The environmental movement is long lived and will be long lasting. The early accounts of environmentalism is with the beginnings of civilizations over 5,000 years ago. Humans looked to nature and prayed to it. The earth was a god and humans treated it as such. In early writings like in Greek, Roman, Indus civilizations, and South American groups each wrote about nature and the effects of it on their civilizations. Progressing in time, European settlements did do some to control the effects of pollution due to the amounts of smog in an area. Through art and writing, we see how people reacted to nature or the detriment of it. Specifically in Europe in the 1800s, Romanticism ran its course through Europe after the Enlightenment. A sudden shift in thought, an epiphany, a cartoon switching on of a light bulb, the notion of appealing to thought, process, and reason was changed. The appeal of Romanticism is how it dealt with returning to nature and appreciating the imagination of it all as a direct response to the industrial revolution. Romanticism really supplemented and grounded the environmental movement.

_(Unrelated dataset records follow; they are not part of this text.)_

PR #211, opened 2020-11-29
Fix AI not building units

duncanspumpkin:
Missing concat from `0x0051D0CA`


tomsons26:
Should fix #100 completely now

PR #212, opened 2020-11-29
Switch Ref_Ptr_Set arguments

duncanspumpkin:
Switches the Ref_Ptr_Set arguments and introduces a bit more const. Unsure if the const part is a good idea still humming and harring over that.


src/w3d/renderer/dx8wrapper.cpp
```diff
@@ -1244,7 +1244,7 @@ void DX8Wrapper::Set_Vertex_Buffer(const VertexBufferClass *vb, int number)
     }
 
     VertexBufferClass *v = const_cast<VertexBufferClass *>(vb);
```
duncanspumpkin, line 1246: Imho I think we should not touch the v variable after we do Ref_Ptr_Set i see it as being invalid to use after this. Its not but I feel we should avoid using it.

PR #215, opened 2020-12-06
Fixes various issues in Mouse class and implements more functions of it.

tomsons26:


src/game/client/input/mouse.cpp
```diff
@@ -715,3 +741,30 @@ void Mouse::Parse_Cursor_Definitions(INI *ini)
         ini->Init_From_INI(&g_theMouse->m_cursorInfo[g_theMouse->Get_Cursor_Index(tok)], _cursor_parsers);
     }
 }
+
+bool Mouse::Is_Click(ICoord2D *coord1, ICoord2D *coord2, unsigned val1, unsigned val2) const
```
duncanspumpkin: Val 1 and 2 are probably time 1 and time 2

src/platform/input/win32mouse.cpp
```diff
@@ -108,7 +108,7 @@ void Win32Mouse::Set_Visibility(bool visibility)
 }
 
 // 0x0073BE20
-bool Win32Mouse::Get_Mouse_Event(MouseIO *io, int8_t unk)
+uint8_t Win32Mouse::Get_Mouse_Event(MouseIO *io, int8_t unk)
 {
```
duncanspumpkin, line 112: Could you do a check and see if the false should be changed to 0xff

src/game/client/input/mouse.cpp
```diff
@@ -74,10 +77,29 @@ const char *Mouse::s_cursorNames[] = {
...
+    image_name.Clear();
+    w3d_model_name.Clear();
+    w3d_anim_name.Clear();
+}
+
 /**
  * 0x004029D0
  */
 Mouse::Mouse() :
+    m_cursorInfo(),
```
OmniBlade: No need to have this in the initialiser list, the array will always be default initialised by calling the default constructor for each item in the array.

OmniBlade (approved):
You can remove the array initialisation from the Mouse constructor, but since it seems to compile as is I suppose it doesn't really matter. Looks good otherwise, subject to the other suggestions being implemented as well.

OmniBlade (approved):

PR #216, opened 2020-12-07
Fixes various issues in Keyboard class.

tomsons26:


src/game/client/input/keyboard.cpp
```diff
@@ -134,17 +134,27 @@ void Keyboard::Create_Stream_Messages()
     if (g_theMessageStream != nullptr) {
         GameMessage *msg = nullptr;
 
-        for (int i = 0; m_keys[i].key != 0; ++i) {
-            if (m_keys[i].state & KEY_DOWN) {
+        KeyboardIO *ptr = Get_First_Key();
+        while (ptr->key != 0) {
```
duncanspumpkin: You should keep this as a for loop keyboard ptr is never used outside of this loop. I'd suggest changing the name to `keyIO` or something more descriptive.

src/game/client/input/keyboard.cpp
```diff
@@ -194,25 +204,25 @@ void Keyboard::Reset_Keys()
 /**
  * 0x0040A460
  */
-bool Keyboard::Is_Shift()
+bool Keyboard::Is_Shift() const
 {
-    return m_modifiers & MODIFIER_SHIFT || m_modifiers & MODIFIER_SHIFTEX;
+    return m_modifiers & MODIFIER_LSHIFT || m_modifiers & MODIFIER_RSHIFT || m_modifiers & MODIFIER_SHIFTEX;
```
duncanspumpkin, line 205: I always find it best to add brackets to these to prevent any issues with operator precedence. In this instance there is no issues though.

src/game/client/input/keyboard.cpp
```diff
@@ -284,7 +294,7 @@ void Keyboard::Update_Keys()
  */
 wchar_t Keyboard::Translate_Key(wchar_t key)
 {
-    if (key > 256) {
+    if (key > 255) {
```
duncanspumpkin: `>= KEY_COUNT`

OmniBlade:
I'm willing to approve this once @duncanspumpkin suggestions are addressed.

src/game/client/input/keyboard.cpp
OmniBlade: I agree with @duncanspumpkin on this one, it would be much better as a for loop.
`for (KeyboarIO *keyio = Get_First_Key; keyio->key != 0; ++keyio)`

src/game/client/input/keyboard.cpp
```diff
@@ -134,17 +134,27 @@ void Keyboard::Create_Stream_Messages()
...
 
-        for (int i = 0; m_keys[i].key != 0; ++i) {
-            if (m_keys[i].state & KEY_DOWN) {
+        KeyboardIO *ptr = Get_First_Key();
+        while (ptr->key != 0) {
+            if (ptr->state & KEY_DOWN) {
                 msg = g_theMessageStream->Append_Message(GameMessage::MSG_RAW_KEY_DOWN);
-            } else if (m_keys[i].state & KEY_UP) {
+                if (msg == nullptr) {
+                    captainslog_debug("Unable to append key down message to stream");
```
OmniBlade: These debug logs look like they should be debug asserts instead.

src/game/client/input/keyboard.cpp
OmniBlade: @duncanspumpkin is right, use the constant we already defined, `>= 256` is the same as `> 255` logically.

OmniBlade (changes requested):

OmniBlade (approved):

PR #219, opened 2020-12-07
Adds missing DisplayString virtual.

tomsons26:


OmniBlade (approved):
Oops, looks like that one was my fault :D

PR #247, opened 2021-06-10
Pre script engine fixes/implementations.

OmniBlade:


tomsons26:
Could this be rebased?

src/game/common/system/gametype.h
```diff
@@ -184,6 +184,24 @@ enum StealthLookType
     STEALTH_LOOK_0,
 };
 
+enum GameMode
+{
+    GAME_SINGLE_PLAYER,
```
xezon: Or `GAME_CAMPAIGN`

src/game/common/system/gametype.h
```diff
@@ -184,6 +184,24 @@ enum StealthLookType
...
+    GAME_LAN,
+    GAME_SKIRMISH,
+    GAME_REPLAY,
+    GAME_SHELL,
+    GAME_INTERNET,
```
xezon: Or `GAME_ONLINE`

src/game/common/system/gametype.h
```diff
@@ -184,6 +184,24 @@ enum StealthLookType
...
+    GAME_NONE,
```
xezon: For clarification, can add a comment here that this applies to menu without shell map.

src/game/logic/scriptengine/script.h
```diff
@@ -42,10 +42,14 @@ class Script : public MemoryPoolObject, public SnapShot
     OrCondition *Get_Condition() { return m_condition; }
     ScriptAction *Get_Action() { return m_action; }
     ScriptAction *Get_False_Action() { return m_actionFalse; }
+    float Get_Total_Exec_Time() const { return m_totalExecTime; }
+    int Get_Evalulation_Count() const { return m_evalCount; }
+    Utf8String Get_Name() const { return m_scriptName; }
```
xezon: `const Utf8String&`

src/game/logic/system/gamelogic.cpp
```diff
@@ -64,7 +64,7 @@ bool GameLogic::Is_Intro_Movie_Playing()
 
 int GameLogic::Rebalance_Parent_Sleepy_Update(int update)
 {
-    captainslog_dbgassert(update >= 0 && update < m_sleepingUpdateModules.size(), "bad sleepy idx");
+    captainslog_dbgassert(update >= 0 && (unsigned)update < m_sleepingUpdateModules.size(), "bad sleepy idx");
```
xezon: `static_cast<size_t>(update)`

src/game/logic/system/gamelogic.h
```diff
@@ -126,7 +108,7 @@ class GameLogic : public SubsystemInterface, public SnapShot
             return nullptr;
         }
 
-        if (id >= m_objectLookupTable.size()) {
+        if ((unsigned)id >= m_objectLookupTable.size()) {
```
xezon: `static_cast<size_t>(id)`

src/game/common/system/gametype.h
OmniBlade: I don't intend to rename these items in this PR as it affects additional files that aren't really related.

src/game/logic/scriptengine/script.h
```diff
@@ -44,7 +44,7 @@ class Script : public MemoryPoolObject, public SnapShot
     ScriptAction *Get_False_Action() { return m_actionFalse; }
     float Get_Total_Exec_Time() const { return m_totalExecTime; }
     int Get_Evalulation_Count() const { return m_evalCount; }
-    Utf8String Get_Name() const { return m_scriptName; }
+    const Utf8String &Get_Name() const { return m_scriptName; }
```
xezon: On second thought... does the original return a copy? Should we keep the copy then? Returning reference is different - breaks the contract - and hooking that function won't be the same I think.

duncanspumpkin: We wouldn't hook a getter like this. Most of them are inlined anyway. I think it would be fine to return a const ref as it's not a virtual.

OmniBlade: If you guys think it all looks good I'll do a final rebase and merge this as soon as I'm able.

xezon (approved):

PR #258, opened 2021-10-09
Add CMake and build scripts for Windows and Visual Studio

xezon:
Thyme repository has no build scripts and tools ready for pickup, other than the CMakeLists.txt files. This change adds a stripped down CMake + build scripts for Windows 10 + Visual Studio 2017 + Visual Studio 2019. With this developer can generate solution comfortably without having to figure out build steps on Windows first.

This is better for on-boarding new programmers (like myself).

PR #259, opened 2021-10-10
Add cmake build scripts for Windows and Visual Studio

xezon:
Similar to
* #258
but without cmake and 7zip added directly. It will be downloaded by script.


tools/build/win_x86/create_vs2019_solution.bat
```diff
@@ -0,0 +1,24 @@
...
+@call "%ThisDir%\scripts\get_tools.bat"
+
+@if not exist "%SolutionVS2019Dir%" mkdir "%SolutionVS2019Dir%"
+cd /d "%SolutionVS2019Dir%"
+:: Generate solution files
+"%CMakeDir%\bin\cmake.exe" ^
+    -G"Visual Studio 16 2019" ^
+    -A Win32 ^
+    -S "%ProjectDir%" ^
+    -DCMAKE_VS_INCLUDE_INSTALL_TO_DEFAULT_BUILD=1
```
xezon: I decided to enable `CMAKE_VS_INCLUDE_INSTALL_TO_DEFAULT_BUILD` by default here, because I see no reason it turned off. Maybe it could actually be in CMakeLists.txt itself. Let me know.

.gitignore
```diff
@@ -1,6 +1,7 @@
 *.user
 *.ncb
 /build*
+/.solution
```
xezon, line 4: `.solution/` rather?

OmniBlade: Could be, to be honest I'm not actually sure if that causes it only to be relative to the top level folder or ignore it whatever level it occurs on?

tools/build/win_x86/create_vs2019_solution.bat
OmniBlade: Its fine where it is, if someone was generating the solution other than by these bat files I'd rather it be opt in than opt out.

OmniBlade (approved):
Looks okay to me, though I'm far from an expert in windows batch files. If you want to write a short guide on how to use these I could add it to the wiki once its merged?

.gitignore
xezon: I checked. `/.solution` is good. Means in current directory.

tools/build/win_x86/create_vs2019_solution.bat
xezon: Ok.

PR #265, opened 2021-10-12
Creates a thyme_standalone_obj library.

OmniBlade:
Creates an object library to use for linking any standalone targets that
need to use code from the engine.

Intended use is to link standalone game, editor and misc modding tools.

### DIFF
--- a/src/CMakeLists.txt
+++ b/src/CMakeLists.txt
@@ -206,6 +206,7 @@ set(GAMEENGINE_SRC
     platform/w3dfunctionlexicon.cpp
     platform/win32bigfile.cpp
     platform/win32bigfilesystem.cpp
+    platform/win32gameengine.cpp
     platform/win32localfile.cpp
     platform/win32localfilesystem.cpp
     platform/w3dengine/client/w3ddebugdisplay.cpp
@@ -314,7 +315,6 @@ set(GAMEENGINE_SRC
 # Game binary only source
 set(GAMEENGINE_GAME_SRC
     game/main.cpp
-    platform/win32gameengine.cpp
 )
 
 set(GAMEENGINE_WB_SRC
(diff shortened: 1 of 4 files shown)


src/CMakeLists.txt
```diff
@@ -434,37 +430,44 @@ if(DINPUT8_FOUND)
     list(APPEND GAME_COMPILE_OPTIONS -DBUILD_WITH_DINPUT)
 endif()
 
+# Static library for standalone builds and linking tools.
+if(STANDALONE OR BUILD_TOOLS)
+    add_library(thyme_standalone_obj OBJECT ${GAMEENGINE_SRC} ${GAMEENGINE_HEADERS})
```
xezon: In Windows this would be a lib file right? Is `standalone object` a proper term for this? `thyme_library` or `thyme_lib`, at least in the realms of Windows, would be more fitting.

src/CMakeLists.txt
```diff
@@ -434,37 +430,44 @@ if(DINPUT8_FOUND)
...
+    target_compile_definitions(thyme_standalone_obj PUBLIC $<$<CONFIG:DEBUG>:GAME_DEBUG> $<$<CONFIG:DEBUG>:GAME_DEBUG_STRUCTS>)
+endif()
+
 if(STANDALONE)
-    add_executable(thyme ${GAMEENGINE_GAME_SRC} ${GAMEENGINE_SRC} ${GAMEENGINE_HEADERS})
-    target_include_directories(thyme PRIVATE ${GAMEENGINE_INCLUDES})
+    add_executable(thyme ${GAMEENGINE_GAME_SRC})
+    target_link_libraries(thyme PRIVATE thyme_standalone_obj)
 else()
     add_library(thyme SHARED ${HOOKER_SRC} ${HOOKER_GAME_SRC} ${GAMEENGINE_GAME_SRC} ${GAMEENGINE_SRC} ${GAMEENGINE_HEADERS})
```
xezon: We could also rename `thyme` to `thyme_shared` and `thyme_standalone_obj` to `thyme_static`. That would be quite explicit and easy to understand.

src/CMakeLists.txt
OmniBlade: This actually just builds a collection of objects to link into whatever, so while its a "library" in cmake terms, on disk it never is.

src/CMakeLists.txt
OmniBlade: Could do this and infact is probably worth putting a bit more work in so that on windows both standalone and dll can be built at the same time.

xezon: I would expect that tools just link against thyme.lib and have access to all thyme game headers, so they can just use the game code in whatever way they want.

Progressing about one hundred years forward from the Romantic movement, early groups start to appear in England. The Society for the Protection of Birds started in 1889 and the National Trust for Places of Historic Interest or Natural Beauty appeared in 1894 appeared throughout the country. In America, the movement had similar roots as in Europe. With Ralph Waldo Emerson and “Nature” Henry David Thoreau and “Walden.” The culmination of transcendental reading flowed along what others were thinking. John Muir started the Sierra Club in 1892. John Muir wrote books, articles, and essays about the Sierra Nevada and protecting natural land. The Sierra Club is the reason the national parks started with the idea of preserving land. This led to the creation of Yellowstone National Park in 1872 after the Sierra Club defended it and it being the first National Park in the United States. Alongside the Sierra Club, other groups formed and led to Woodrow Wilson starting the National Parks Service on August 25, 1916. Some of the early National Parks, in the United States and globally, were Sequoia National Park in 1890, Grand Canyon National Park in 1908. Kruger National Park started in South Africa in 1898, Kaziranga in India started in 1905, and Sweden established seven national parks in 1909. Fast forward a half a century forward at the peak of the environmental movement. In the 1950s, 60s, and 70s. Within that span of those few years, there were big strides for the movement. A big part of this was caused by the publication of multiple books during this time, relating back to the earth. Silent Spring, published in 1962 by biologist Rachel Carson warned against the harmful effects of using the pesticide DDT. The publication of this book heavily influenced the creation of the Environmental Protection Agency in 1970 by President Nixon. Ten years after Carson’s book was published, the EPA banned the use of DDT. Other books published at this time were A Sand Almanac in 1949 by Aldo Leopold which discussed the importance of protecting the natural environment, The Population Bomb in 1968 by Paul R. Ehrlich predicted famine when overpopulation would take place, and The Whole Earth Catalog first issue in 1968 by Stewart Brand was a catalog providing information about new tools, technology, and information on why they are important.
The culmination of books and public groups allowed for people to galvanize for action. April 22, 1970 was the first Earth Day. The event was conceptualized as a way to inform students, greatly after the Santa Barbara oil spill that year as well as the first photos of the Earth from space being revealed. The campaign was led by Wisconsin senator, Gaylord Nelson, and organized by college students, led by Denis Hayes. The event was for taking issues relating to the environment and elevating them to the public conscience. Over 20 million people attended and really bolstered the climate movement for the next year. The same summer of the first Earth Day, the organizers waged against 12 members of congress who did not support environmental issues and got seven of them out of office. In 1976, an essay published by Amory Lovins called Energy Strategy, The Road Not Taken? is describing the hardship relying on fossil fuels and nuclear will lead to and the soft path is the reliance and research of renewables energy as primary sources. In 1979, President Carter advocated for conservation and installed solar panels on the White House, later removed by President Reagan. At this time we also see a spark in ethnic groups linking social justice with climate justice to allow for action to happen in their neighborhoods and cities.
Moving a little closer to present day, a 1991 poll was conducted and 78% of Americans labeled themselves as environmentalists. When recession hit in the 2000s, the movement began to die off quite a bit. In a similar poll to the one in 1991, the 2016 poll found that 42% of Americans identified as environmentalists. Bringing us to modern times, countless groups have since started and pushed climate efforts even further than they were.